Financial & competing interests disclosure

The authors have no relevant affiliations or financial involvement with any organization or entity with a financial interest in or financial conflict with the subject matter or materials discussed in the manuscript. This includes employment, consultancies, honoraria, stock ownership or options, expert testimony, grants or patents received or pending or royalties.

Key issues
  • Perianal fistula is a complication of Crohn’s disease (CD), which can be a cause of major morbidity in patients regardless of whether it is present early or late in their CD course. MRI, endoscopic ultrasound (EUS) or a combination for accurate and timely identification would mean earlier intervention and appropriate management when escalation of care or a multidisciplinary approach is necessary.

  • The diagnostic imaging results can be pivotal in medical and surgical management decision-making. A readily available, highly accurate modality which would not necessitate operator endoscopic training is MRI. However, in cases where there is available expertise, EUS is an option to be considered.

  • Although several imaging modalities exist, some are not as sensitive and can miss fistulas that do not have external opening. Others may be prone to missing abscesses.

  • Clinical assessment should precede the choice of imaging. Patients with anal strictures may not always be the ideal candidates for certain modalities, which would involve insertion of a probe into the rectum. In addition, scheduling of some imaging modalities can coincide with planned procedures like colonoscopies since the patients will already be under sedation.

  • MRI, EUS in intervals of no greater than 6 months is recommended in patients with active perianal fistulizing Crohn’s disease.

  • Studies over the years have suggested that combining specific imaging modalities alone or with examination under anesthesia increases the sensitivity for the diagnosis of fistulas. Some limitations for the more preferred imaging modalities include cost and dependence on operator expertise.

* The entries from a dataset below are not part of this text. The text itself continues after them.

PR #514, opened 2016-11-28
Add fdel to Props, take None out of property validation.

fwkoch:
Physical property default is only set if the input is not None.
This commit also removes _exclusive_kwargs, which was removed from
properties


lheagy:
thanks @fwkoch !

PR #517, opened 2016-11-30
Dev

lheagy:
# Properties
- SimPEG now depends on `properties[math]` (https://github.com/3ptscience/properties)
```
pip install properties[math]
```

# Mappings and Models
- depreciate `mapping` in the problem definition. Now the physical property to which the mapping is related must be explicitly stated. eg.
```SimPEG.EM.FDEM.Problem3D_e(mesh, mapping=sigmaMap)```
becomes 
```SimPEG.EM.FDEM.Problem3D_e(mesh, sigmaMap=sigmaMap)```
This change is not backwards compatible 
- depreciate `problem.curModel` in favour of `problem.model` 
- implement `properties` for the physical properties in all SimPEG problems 

# Added Maps
- Parametrized block in layer
- Parametrized layer 

# EM
- break `SrcFDEM` out of survey and put into a separate file
- implement primary-secondary source for FDEM problem
- testing of sources for FDEM 

# Static
- tests dipole-dipole, dipole-pole, pole-dipole, and pole-pole
- corresponding pole source and receiver classes are implemented
- option for boundary conditions for Problem3D_CC (dirichlet or neumann)
- consistent handling of null-space for both Problem3D_CC and Problem3D_N
- 2.5D DC code is implemented (`Problem2D_CC` and `Problem2D_N`), and tested
- Useful utiilities
   - `plot_pseudoSection`: plotting pseudo-section for 2D data
   - `gen_DCIPsurvey`: generating simple surveys
   - read/writeUBC_DC3Dobs
   - readUBC_DC2D model
   - convertObs_DC3D_to_2D: Collapse 3D survey to along line 2D survey
   - Analytic functions are added:  `DCAnalytic_Pole_Dipole`, `DCAnalytic_Dipole_Pole`,  `DCAnalytic_Pole_Pole`, `DCAnalytic_Dipole_Dipole`, `DCAnalyticSphere`

# Mesh View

  • The consensus statement from European Crohn’s and Colitis Organization-European Society of Gastrointestinal and Abdominal Radiology identify MRI as a single most appropriate modality considering accuracy, availability and less reliance on expertise of endoscopist, especially in complex and recurrent fistulas. American Gastroenterological Association favors either EUS or MRI either alone or in combination with exam under anesthesia, but the latter should not be done alone as the means of identifying perianal fistulas.